_WORK ITEM_.
In the entries below, which lines run from the one containing "Fixes #1662 —" to the one containing "- ✅ Linux build"? Copy exactly those lines, ends included, and no others.

_Extracted records_.

PR #1689, opened 2026-06-26
fix(installed_apps): read Windows registry as UTF-8, not cp1252 (#1662)

fjarvis:
## What

Fixes #1662 — the `installed_apps` Windows path read the registry through the **ANSI** APIs (`RegQueryValueExA` etc.), which return strings in the system code page (cp1252 on Western Windows), not UTF-8. `sanitize_utf8` then replaced the invalid bytes with `?` (`Café` → `Caf?`), corrupting the stored data and breaking the typed-store exact-match query `WHERE name=$1` for any non-ASCII app/publisher.

## Change

Switch **every** registry/path read to the wide (`W`) APIs + `WideCharToMultiByte(CP_UTF8, …)`:

- **`enumerate_uninstall_key`** (the path the issue named): `RegOpenKeyExW` / `RegEnumKeyExW` / `RegQueryValueExW`, wide subkey literal. Adds a small length-aware `wide_to_utf8` helper — it passes the explicit WCHAR count rather than relying on `-1`, because `RegQueryValueExW` may return `REG_SZ` data without a trailing NUL. Mirrors the canonical helper in `agents/core/src/process_enum.cpp`, duplicated here for plugin build isolation across the SDK ABI boundary.
- **`do_list_per_user`** (the second consumer — this is the "wider blast radius" the issue flagged): wide `ProfileList` enumeration so the `ProfileImagePath`-derived **`username`** is correct UTF-8, plus `ExpandEnvironmentStringsW` / `RegLoadKeyW` / `RegUnLoadKeyW` so a non-ASCII profile directory's `NTUSER.DAT` hive still loads.

No wire/output-format change (still pipe-delimited; the bytes are now correct UTF-8). `sanitize_utf8` is retained as defense-in-depth — for valid UTF-8 it's a pass-through.

## Testing

- ✅ Linux build of the plugin's shared (non-`#ifdef`) path compiles clean.
- ⚠️ **The entire change is under `#ifdef _WIN32` and cannot be exercised by the Linux/macOS build or CI's Linux legs.** This is **draft pending a Windows agent VM smoke**: install/register an app with a non-ASCII `DisplayName` (e.g. `Café Manager`) and a user profile like `C:\Users\José`, then confirm `installed_apps list` / `list_per_user` return correct UTF-8 and the typed-store `WHERE name='Café Manager'` matches.

Marking draft until that smoke is done.

🤖 Generated with [Claude Code](https://claude.com/claude-code)

PR #1691, opened 2026-06-26
test(installed_apps): Windows registry UTF-8 round-trip regression (#1662)

fjarvis:
## What

Adds a Windows-only regression test for #1662 (which #1679 fixed on `dev`). Neither #1679 nor my superseded #1689 had any **behavioral** Windows coverage — both leaned on governance review + the MSVC compile leg. This closes that gap with a test that actually runs on CI's Windows leg.

## The test

`tests/unit/test_installed_apps_registry_utf8.cpp` (in the `yuzu_agent_tests` suite). It exercises the fixed read technique end-to-end against the real registry:

1. Stores genuine UTF-16 `REG_SZ` values — `Café Manager`, `München GmbH`, Cyrillic `Касперский` — under a scratch `HKCU\Software\YuzuTest\InstalledAppsUtf8` key (same pattern as `test_guard_registry.cpp`).
2. Reads them back via `RegQueryValueExW` + a length-aware `WideCharToMultiByte(CP_UTF8, …)` — exactly the plugin's `reg_sz_to_utf8` path.
3. Asserts the bytes come back as correct UTF-8, plus a case for a `REG_SZ` stored **without** a trailing NUL (guards the length-aware conversion against the pre-fix `std::string(buf, size-1)` assumption).

## Robustness choices

- Asserts **only** the fix's guarantee (W path → correct UTF-8), which holds regardless of `GetACP()` — so it can't flake on a runner with the "Use Unicode UTF-8" beta enabled (where the old A path wouldn't mangle either).
- Source is **pure ASCII** (`\u` escapes in the wide literals, `\x` bytes in the expected UTF-8) so it doesn't depend on the MSVC `/utf-8` flag.
- No-op off Windows (`#ifdef _WIN32`); uses a self-cleaning RAII scratch key.

Test-only; no product code touched. Posting non-draft so CI runs — the Windows leg is the point.


Tr3kkR:

Two independent reviewers (OpenAI **Codex** + **Kimi**) reviewed this PR in isolation, then cross-examined each other; Claude synthesized the verdict. **Provenance: static-read only** — the sandbox could not compile (vcpkg / `grpc++` / Catch2 unavailable; Windows paths were never built on macOS). Treat as analysis to verify, **not** a CI substitute. The formal review/merge decision is left to a human.

### Verdict: 🟡 PASS — with two should-fix items  (Codex dissented: BLOCK)

**MEDIUM (Codex graded HIGH/BLOCK; ruled MEDIUM):** `ScratchKey` owns an `HKEY` but is **copyable** — no deleted copy/move (`test_installed_apps_registry_utf8.cpp:75`) → latent double-close; violates `cpp-conventions.md:66` (*"owners non-copyable when copying would double-release"*). The contract violation is real, but this is **test-only with no copy site** → not a merge-stopper; trivial fix, so do it.
→ **Fix:** add the four deleted copy/move special members (or an explicit move that nulls the source handle).

**MEDIUM (both):** the test re-implements the W→UTF-8 conversion locally instead of invoking the `installed_apps` plugin path (`:56`, `:98`), so it **stays green through a real production regression** — weakening its "regression guard" purpose.
→ **Fix:** exercise the plugin `list`/`query` path, or share + test the production helper.

**LOW (both):** include order (Catch2 before `<string>`); fixed HKCU scratch key can collide across concurrent test processes (use a `unique_temp_path`-derived name).

<sub>Automated Codex-vs-Kimi two-phase adversarial review via Claude Code · static-read · human verdict pending.</sub>

fjarvis:
Thanks — quick status, since the automated pass analyzed `68b4629f` (the original commit), and the line refs (`:75`, `:56`/`:98`) match that layout rather than current HEAD:

- **MEDIUM — `ScratchKey` copyable:** already fixed in `215eeb89`. All four copy/move special members are `= delete`d (`test_installed_apps_registry_utf8.cpp:76-79`), matching the plugin's `HKeyCloser` idiom.
- **MEDIUM — test re-implements the conversion:** also fixed in `215eeb89`. The plugin's `to_wide`/`from_wide`/`reg_sz_to_utf8` were extracted into a shared `installed_apps_registry_utf8.hpp` that **both** the plugin and the test include; the test now calls the real `reg_sz_to_utf8` (`:48`, `:52`), so a regression in the production helper is caught. (This was independently raised as BLOCKING in the governance run and resolved there.)
- **LOW — fixed scratch key collides across concurrent processes:** fixed now in `0c249083` — the leaf is suffixed with `GetCurrentProcessId()` (registry analog of `unique_temp_path`, #473/#482 class).
- **LOW — include order (Catch2 before `<string>`):** intentionally left — it matches this repo's convention (e.g. `test_dex_win_poll.cpp`, `test_net_quality_sampler.cpp` put Catch2 before std headers; `.clang-format` is `SortIncludes: Never`). Reordering would diverge from the siblings.

CI on HEAD has the Windows MSVC leg green (it builds + runs the test); re-running now on `0c249083`.

Tr3kkR (approved):

Issue #1681, opened 2026-06-26
Extract shared Windows wide<->UTF-8 string helpers (to_wide/from_wide/reg_sz_to_utf8) + unit tests


FortitudeEtc:
The `to_wide` / `from_wide` (and now `reg_sz_to_utf8`) UTF-16↔UTF-8 helpers are duplicated **byte-identically across ~6 plugins** (`registry`, `processes`, `wmi`, `interaction`, `tar_module_etw`, and `installed_apps` as of #1679) under a "duplicated for build isolation" comment. They are pure functions with no Win32 dependency beyond `WideCharToMultiByte`/`MultiByteToWideChar`, yet have **no automated regression test** — they are exercised only on the UAT rig and by an uncommitted `cl.exe` smoke.

**Proposal**
- Extract to a single Windows-only header (e.g. `agents/plugins/shared/win_str.hpp` or `agents/core/src/win_str_utils.hpp`), `#ifdef _WIN32`.
- Add `tests/unit/test_win_str_utils.cpp` (compiled `#ifdef _WIN32` in `tests/meson.build`) with Catch2 cases: trailing-NUL strip (one/two/none), `size_bytes` not a WCHAR multiple, the cp1252 `0xE9` ("Café") path, a 512-WCHAR value with no terminator, empty input, null pointer, and a lone-surrogate → U+FFFD case.
- Update `tests/meson.build` and `docs/test-coverage.md`; update the per-plugin "duplicated for build isolation" comments to cite the shared header.

This eliminates the 6-way duplication and gives the pure-function portion deterministic coverage (the Windows registry I/O around it stays integration-tested).

Origin: #1679 governance (Gate-3 quality-engineer + Gate-8 cpp-safety SHOULD). Relates to #1680.

Tr3kkR:
> *This was generated by AI during triage.*

Verified resolved in current `dev`.

**Extraction landed:** `agents/shared/win_str.hpp` (namespace `yuzu::win`, `#ifdef _WIN32`, header-only) now holds `to_wide`/`from_wide`/`reg_sz_to_utf8` — commit `45f6114a` ("feat(plugins): extract shared Windows wide<->UTF-8 helpers + unit tests (#1681)"), completed by `044e38cf` ("feat(plugins): complete the plugin wide<->UTF-8 de-dup + de-dup governance remediation (#1681)"), shipped in PR #1699 (merged to dev `49786f1a`, 2026-06-27).

[...]

PR #1699, opened 2026-06-27
Windows registry UTF-8 fix (#1682) + shared win_str.hpp + plugin-wide de-dup (#1681)

### LINKED ISSUE #1682: Sibling plugins read registry via Reg*A (cp1252) — same non-ASCII mojibake as #1662 (windows_updates/vuln_scan/sccm/os_info)
#1662 / #1679 fixed the `installed_apps` plugin's `Reg*A` → cp1252 → `?` mojibake on non-ASCII registry strings. The same `RegQueryValueExA` pattern exists in four sibling plugins:

- `agents/plugins/windows_updates/src/windows_updates_plugin.cpp`
- `agents/plugins/vuln_scan/src/vuln_scan_plugin.cpp` (+ `config_checks.hpp`)
- `agents/plugins/sccm/src/sccm_plugin.cpp`
- `agents/plugins/os_info/src/os_info_plugin.cpp`

Any of these that emits a registry-derived string into a **stored or fleet-queryable surface** (vs. a transient operator read) will corrupt non-ASCII names/values the same way, breaking exact-match queries. Audit each for whether its output is stored/queried; for those that are, switch to the wide `Reg*W` APIs + `WideCharToMultiByte(CP_UTF8)` — ideally consuming the shared helper from the extraction in the related issue rather than re-duplicating. Own PR(s), smoke on the Windows agent VM with a controlled non-ASCII value.

Origin: #1679 governance advisor + Gate-2 security-guardian sibling-check. HIGH for any stored surface; LOW for transient-only reads. Relates to the shared-helper extraction issue.

FortitudeEtc:
## Summary

Fixes the non-ASCII registry **mojibake** (the #1662 class) across the agent's Windows inventory/identity plugins, and extracts + consolidates the shared wide↔UTF-8 conversion helper.

**#1682 — sibling `Reg*W` fix.** `vuln_scan` (+ `config_checks.hpp`), `os_info`, `sccm`, `windows_updates` switch registry **string** reads from ANSI `Reg*A` (returns the system code page — cp1252 → `?` on non-ASCII) to wide `Reg*W` + `WideCharToMultiByte(CP_UTF8)`, so names like `Café Ñoño 日本語` survive intact. `vuln_scan` also picks up the full #1662 hardening (WCHAR-count `RegEnumKeyExW` + RAII handle closing). Presence-only checks and numeric DWORD reads stay on `Reg*A` (no encoding; annotated). The simple readers close the `HKEY` **before** the allocating convert, so a `std::bad_alloc` can't leak the handle.

**#1681 — shared helper.** New `agents/plugins/shared/win_str.hpp` (`yuzu::win::to_wide` / `from_wide` / `reg_sz_to_utf8`) — header-only, `#ifdef _WIN32`, build-isolation preserved (each plugin compiles its own inline copy). `reg_sz_to_utf8` stops at the **first NUL** (correct `REG_SZ`/`REG_EXPAND_SZ` semantics — a hardening over the older copies that strip only trailing NULs, preventing a malformed interior NUL from truncating the whole line at the SDK `const char*` boundary). Deterministic Catch2 coverage in `tests/unit/test_win_str_utils.cpp` (21 assertions / 10 cases).

**De-dup (#1681 goal, partial).** 16 plugins that carried a *named* wide↔UTF-8 helper now consume the shared header (the 4 siblings + `registry`/`wmi`/`services`/`interaction`/`tar_module_etw`/`network_config`/`procfetch`/`sockwho`/`users`/`wifi`/`tar_service_collector`/`tar_user_collector`). This is **partial** — 10 other plugins + 7 agent-core files still hand-roll conversions (the core ones need the canonical header relocated to a layer they can reach); a **dedicated follow-up PR** sweeps those. The docs say so without claiming completeness.

## Verification
- Unit test: **21 assertions / 10 cases** (real Catch2 on MSVC).
- All touched plugins compile **W4-clean** (MSVC c++latest, `/utf-8 /permissive-`).
- **e2e VM smoke:** seeded a non-ASCII `DisplayName` `Café Ñoño 日本語` under `HKCU\…\Uninstall` inside the Hyper-V agent VM and confirmed it round-tripped **byte-exact UTF-8** through the real `RegEnumKeyExW` + `reg_sz_to_utf8` read path.
- Full multi-agent governance run on every commit/delta — **0 CRITICAL, 0 unresolved HIGH**.

## Notes
- No proto/wire change. Windows-only behaviour change (correct UTF-8 where there was cp1252 mojibake). See CHANGELOG + `docs/user-manual/upgrading.md` for the non-English-fleet upgrade note (automation matching previously-mangled `?` strings must update).
- CLAUDE.md ADR-0016 row: the `Reg*W` rule broadened to **any** plugin registry string read, and cites the canonical helper.

Closes #1682. Advances #1681 (shared helper + tests + 16-plugin de-dup; the remaining converter sweep is a tracked follow-up PR).


Tr3kkR (approved):

Two independent reviewers (OpenAI **Codex** + **Kimi**) reviewed this PR in isolation, then cross-examined each other; verdict synthesized by Claude. **Provenance: static-read** (the sandbox could not fully compile — vcpkg / `grpc++` / Catch2 unavailable; Windows paths unbuilt on macOS — though Codex ran single-file `clang++ -fsyntax-only` checks that passed). Confirm against CI, not a CI substitute.

### Verdict: ✅ Approve — 🟢 PASS, all findings LOW (clean refactor)

Codex's independent pass found nothing; both reviewers converged on minor robustness/consistency nits on the new shared `agents/plugins/shared/win_str.hpp`:

- **`#pragma once`** — the header uses `#ifndef/#define/#endif` guards; the project convention is `#pragma once` only (`docs/cpp-conventions.md:19`).
- **Missed de-dup site** — `users` `do_group_members` still builds the wide name with `std::wstring(group_name.begin(), group_name.end())` (lossy narrow→wide) instead of the new helper.
- **`REG_EXPAND_SZ` inconsistency** — the migrated readers disagree on whether `REG_EXPAND_SZ` counts as a valid string type (`os_info`/`vuln_scan` differ) — an inconsistency the unification introduced.
- **Fixed-buffer truncation** — readers use a `wchar_t buf[512]` (and `name[256]` in `do_enumerate_values`) and silently return empty / truncate on `ERROR_MORE_DATA`; registry value names may be up to 16,383 chars.
- **NUL-in-count** — `from_wide(..., size / sizeof(wchar_t))` includes the trailing NUL in the converted length (see consolidation note).
- Upgrade-note wording accuracy ("transient response data — no stored names rewritten").

None block — approving. Worth picking up the missed `do_group_members` site and the `REG_EXPAND_SZ` inconsistency in a follow-up.

### 🔗 Consolidation note — overlaps with #1691
This PR adds a shared Windows UTF-8 helper (`shared/win_str.hpp`); **#1691** independently added `agents/plugins/installed_apps/src/installed_apps_registry_utf8.hpp` for the same job (REG_SZ → UTF-8). They are **two helpers doing the same thing**, and they differ on trailing-NUL handling: #1691's `reg_sz_to_utf8` **strips trailing NUL(s) on the WCHAR side before converting** (length-aware — the more correct behavior, and the actual #1682 fix), whereas `win_str.hpp`'s `from_wide` keeps the NUL in the count.
→ **Suggest** folding `installed_apps` onto `shared/win_str.hpp` (adopting the NUL-stripping behavior) so there's one canonical Windows UTF-8 conversion path and the two don't diverge. Non-blocking follow-up.

<sub>Automated Codex-vs-Kimi two-phase adversarial review via Claude Code · static-read.</sub>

_EXERCISE SOLUTION_.
Fixes #1662 — the `installed_apps` Windows path read the registry through the **ANSI** APIs (`RegQueryValueExA` etc.), which return strings in the system code page (cp1252 on Western Windows), not UTF-8. `sanitize_utf8` then replaced the invalid bytes with `?` (`Café` → `Caf?`), corrupting the stored data and breaking the typed-store exact-match query `WHERE name=$1` for any non-ASCII app/publisher.

## Change

Switch **every** registry/path read to the wide (`W`) APIs + `WideCharToMultiByte(CP_UTF8, …)`:

- **`enumerate_uninstall_key`** (the path the issue named): `RegOpenKeyExW` / `RegEnumKeyExW` / `RegQueryValueExW`, wide subkey literal. Adds a small length-aware `wide_to_utf8` helper — it passes the explicit WCHAR count rather than relying on `-1`, because `RegQueryValueExW` may return `REG_SZ` data without a trailing NUL. Mirrors the canonical helper in `agents/core/src/process_enum.cpp`, duplicated here for plugin build isolation across the SDK ABI boundary.
- **`do_list_per_user`** (the second consumer — this is the "wider blast radius" the issue flagged): wide `ProfileList` enumeration so the `ProfileImagePath`-derived **`username`** is correct UTF-8, plus `ExpandEnvironmentStringsW` / `RegLoadKeyW` / `RegUnLoadKeyW` so a non-ASCII profile directory's `NTUSER.DAT` hive still loads.

No wire/output-format change (still pipe-delimited; the bytes are now correct UTF-8). `sanitize_utf8` is retained as defense-in-depth — for valid UTF-8 it's a pass-through.

## Testing

- ✅ Linux build of the plugin's shared (non-`#ifdef`) path compiles clean.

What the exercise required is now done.